Дыдух какое-то время смотрел на высунувшиеся из-под облачения четки, которыми были оплетены руки отца Порембы. И вдруг ему расхотелось и дальше вести эту циничную игру. Захотелось сию же минуту выплеснуть накипевшую злость в лицо этому сатане.

— Знаю, знаю… Целомудрие — чепуха! Убийство — ерунда! А пасть свою, доминиканец, заткни, ты ведь обязан хранить тайну исповеди! Кто ты такой, чтобы меня учить? Кто тебе дал право давать и отнимать жизнь? Кем ты себя, во имя всего святого, почитаешь, монах?!

— Я никого не лишил жизни, а дал ее только тебе, и, поверь, раскаяние мое велико, — тихо промолвил отец Адам и снова потупил голову, всматриваясь в отца Порембу. — Ты не хотел отпустить мне грех. Возможно, ты был прав, возможно, Господь правильно тебе посоветовал, повелев затем покинуть монастырь. А он, он, — монах легонько погладил желтую кожу на безжизненном лице отца Порембы, — дал мне отпущение… и ботинки дал.

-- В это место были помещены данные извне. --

PR #856, opened 2024-02-02
fix bug in skip_initial_status

levaspb:
I have found a bug in in the merged PR that introduced the ﻿`skip_initial_status` feature. This bug unjustly leaves conditions stagnant when this feature is enabled in a custom plugin configuration. The root cause is that the conditions for the plugin aren't properly initialized. The PR implies that when `﻿skip_initial_status` is set, the `﻿initialConditions` function is called. As a result, custom plugins with ﻿`skip_initial_status` work correctly.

— Ну уж… умоляю тебя, юродивый старик! Давай не будем разыгрывать здесь дешевую достоевщину. Ты знаешь, что я пришел, чтобы тебя наказать? Я не в состоянии доказать в суде, что ты убил или распорядился убить отца Порембу, но знаю это точно, и я пришел тебя убить. Однако сначала ты мне кое-что расскажешь о своей секте татуированных живых трупов!

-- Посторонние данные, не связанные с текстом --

PR #864, opened 2024-02-20
Get Node object from APIServer cache

linxiulei:
The risk is pretty low given the returned Node object isn't actually used anywhere - two places invoking GetNode()

1. [k8s_exporter](https://github.com/kubernetes/node-problem-detector/blob/v0.8.15/pkg/exporters/k8sexporter/k8s_exporter.go#L118) calls it to check if readiness but the returned node object is discarded right away
2. [GetConditions](https://github.com/kubernetes/node-problem-detector/blob/v0.8.15/pkg/exporters/k8sexporter/problemclient/problem_client.go#L87), which is not referenced anywhere


hakman:
Thanks @linxiulei!
/lgtm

Вдруг отец Адам закашлялся. Зажал рукою рот. Что-то невнятно пробормотал. Хилое, тощее тело сотрясла судорога. Смеха. Сперва тихо, а потом, уже не сдерживаясь, он хохотал во весь свой беззубый рот, жутко, так что потухла стоящая рядом свеча, не выдержав напора воздуха и слюны.

Дыдух вытащил оружие и подошел к отцу. Вставил дуло в открытый рот.

— Прекрати!

Старик, отступив назад, вытолкнул языком дуло и продолжал смеяться, скорчившись, как человек, у которого разболелся живот.

* * *

Несмотря на этот пронзительный смех, стук в дверь был хорошо слышен. А затем и грохот. Отец Адам резко выпрямился. Приложил палец к губам и указал Дыдуху на катафалк. Спрячься. Иосиф Мария, с трудом согнув одеревенелые ноги, присел за гробом. Высунул голову из-за угла катафалка, почти у самого пола. Он увидел, как отец Адам открывает дверь. А затем пятится и падает беззвучно, как в немом фильме. Серая фигура входит внутрь и поворачивает ключ в замке. Стремительно направляется к лежащему монаху. Длинное пальто закрывает ботинки, и кажется, что незнакомец плывет по воздуху. Он приседает, зажимает отцу Адаму ладонью рот и неизвестно откуда взявшимся ножом наносит удар в живот. Дыдух бросается к ним. Не сводит глаз с нападающего, а тот, словно удивившись, смотрит на свое обоюдоострое оружие и заносит его для второго удара. Заметив приближающуюся фигуру, он меняет решение. Бьет краем ладони по обнаженной шее старого монаха, ногтями раздирает татуировку и, сделав молниеносный выпад вперед, пулей кидается на Дыдуха. Детектив пытается перепрыгнуть через тело отца, ставшее похожим на огромную куклу, но кукла словно подставляет ему подножку, и он летит на пол, чувствуя, как нож убийцы с легкостью прокалывает резиновую подошву и вонзается ему в ступню. Дыдух целится в воздух и стреляет в направлении взметнувшегося с пола пальто как раз в тот момент, когда тело его отца амортизирует его падение. Лежа на монахе и тупо повторяя: он мертв, он мертв, он мертв, — Дыдух натыкается пальцами на кусок кожи, которым опоясан отец, кусок звериной шкуры, жесткой, невыделанной, с гвоздями, ранящими тело. Поэтому-то первый удар ножом не достиг цели. Его остановил бронежилет кающегося грешника. Смертельным стал удар по шее.